Hacker News new | ask | show | jobs
by spicyusername 65 days ago
On the one hand open source projects are going to be overrun with AI code that no one reviewed.

On the other hand, code produced with AI and reviewed by humans can be perfectly good, maintainable, and indistinguishable from regular old code.

So many processes are no longer sufficient to manage a world where thousands of lines of working code are easy to conjure out of thin air. Already strained open source review processes are definitely one.

I get wanting to blanket reject AI generated code, but the reality is that no one's going to be able to tell what's what in many cases. Something like a more thorough review process for onboarding trusted contributors, or some other method of cutting down on the volume of review, is probably going to be needed.

4 comments

>reviewed by humans can be perfectly good, maintainable, and indistinguishable from regular old code

That depends on the 'regular old code' but most stuff I have seen doesn't come close to 'maintainable'. The amount of cruft is proper.

Another good example of "the people writing good code with AI are the people who could have done it regardless"
> On the other hand, code produced with AI and reviewed by humans can be perfectly good, maintainable, and indistinguishable from regular old code.

I have yet to see a single example of this. The way you make AI generated code good and maintainable is by rewriting it yourself.

I know it's unpopular to say (here), but I see it all the time. Myself I sometimes cannot recognize what I wrote and what the agent wrote. It's just that I often have a physical memory of typing it, but that's it. (I also saw a lot of garbage, to be fair.)

There is quite a bit of skill to it, however. You cannot just take an AI from blank to "good code" without doing work. Yes, it takes work and quite a bit of it. By this I mean you have to write a good code style guide and a proper explanation of your architectural style(s), your preferences, your goals, plenty of examples, etc. Proper thought has to be put into this.

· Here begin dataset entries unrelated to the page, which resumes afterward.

PR #17885, opened 2023-09-28
feat: Update SPA(ccv2) to adapt to CMS OCC API changes

kpawelczak:
ticket: https://jira.tools.sap/browse/CXSPA-4601


projects/core/src/occ/adapters/cms/legacy-occ-cms-component.adapter.ts
```diff
@@ -44,7 +44,7 @@ export class LegacyOccCmsComponentAdapter extends OccCmsComponentAdapter {
 
     return this.http
       .post<Occ.ComponentList>(
-        this.getComponentsEndpoint(requestParams, fields),
+        this.getComponentsEndpoint(requestParams, fields, ''),
```
Matejk00: We are passing empty string as a third argument (userId). Shouldn't be here any default value like: 'anonymous' or 'current'? Or maybe we can make this argument as an optional?

Matejk00 (changes requested):

projects/core/src/occ/adapters/cms/legacy-occ-cms-component.adapter.ts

If you come across bad code, you need to investigate not castigate: why did this happen? How can we prevent this in the future? Those sort of processes need to become second nature. They actually should be already, because it's not that much different from managing a bunch of humans.

Humans come with lots of implicit knowledge and you also select them to match your company's style when you're hiring them. When they sit down at their keyboards you (and society) has already guided them towards a desirable path. (And even then they often still misfire.)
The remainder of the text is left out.